PR #953, opened 2024-06-04
Set logging level for pymongo module to warning

GernotMaier:
Debugging is hard due to extensive and many debug statements printed by the pymongo module. This is especially true when debugging unit tests.

Suggest to set the logging level for the pymongo module to `WARNING`, independent of the general logging level.


GernotMaier:
Commit accidentally the removal of `names.validate_array_layout_name` related to #487 to this PR.

Probably still fine to review this here without trying to revert the commit. Apologies!

PR #954, opened 2024-06-05
Disable fail fast for integration tests

GernotMaier:
We run integration tests for several (two) different model versions. 

This PR disables `fail fast` (meaning that all matrix jobs are canceled if one fails), so that we understand better if integration tests generally fail or for a certain model version only.

This workflow setting is described [here](https://docs.github.com/en/actions/using-workflows/workflow-syntax-for-github-actions#jobsjob_idstrategyfail-fast).


VictorBarbosaMartins (approved):
This is a good point. Approved.

PR #957, opened 2024-06-06
First version of  CTAO DPPS sonarqube workflow

GernotMaier:
Integration of simtools into the CTAO-DPPS test environment using sonarqube. **This is not about fixing the issues reported by sonarqube but to get it running.**

This includes:
- adding the sonarqube app
- add access tokens
- add step in CI-unit test workflow to upload coverage report
- add file with sonarque properties

In the current setting, even when sonarque is reporting 'Failed', the github workflows are fine. This is the intention until we have gained experience, and then see how we proceed. At this point, everything (!) is switched at sonarque and lots of issues are reported.

The report can be found here: https://sonar-cta-dpps.zeuthen.desy.de/dashboard?id=gammasim_simtools_AY_ssha9WiFxsX-2oy_w&pullRequest=957

Note that the badges on the readme page will only work after main has been analyzed once.


tobiaskleiner (approved):
All good

PR #964, opened 2024-06-07
Add a small tool to inspect databases

GernotMaier:
Add a simple tool to quickly list the available databases and its collections. I've need this now a couple of times and it is simply faster than opening robot 3T (or something similar). Also means that we reduce the necessity that developers install robot 3T. And the last point is that this is a tool to quickly check the mongoDB status.

This gives e.g. (with my limited local database instance and not the full one running at DESY)

```
python simtools/applications/db_inspect_databases.py --db_name all
Database: Staging-CTA-Simulation-Model-v0-3-0
   Collections: ['configuration_sim_telarray', 'telescopes', 'metadata', 'sites', 'calibration_devices', 'fs.files', 'fs.chunks']
```

### DIFF
--- a/database_scripts/README.md
+++ b/database_scripts/README.md
@@ -14,4 +14,41 @@ For testing and development, it might be useful to work with a local copy of the
 
 ### Prerequisites
 
-Access to a database dump of the production database is required.
+Access to a database dump of the production database is required. It is assumed that the dumps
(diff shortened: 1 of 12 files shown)


GernotMaier:
Close this, as I've accidentally added other files. New correct PR is #967.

-- -- --

Go through the entries and return each line where the word "running" occurs.

### [ANSWER BOX]
Integration of simtools into the CTAO-DPPS test environment using sonarqube. **This is not about fixing the issues reported by sonarqube but to get it running.**
This gives e.g. (with my limited local database instance and not the full one running at DESY)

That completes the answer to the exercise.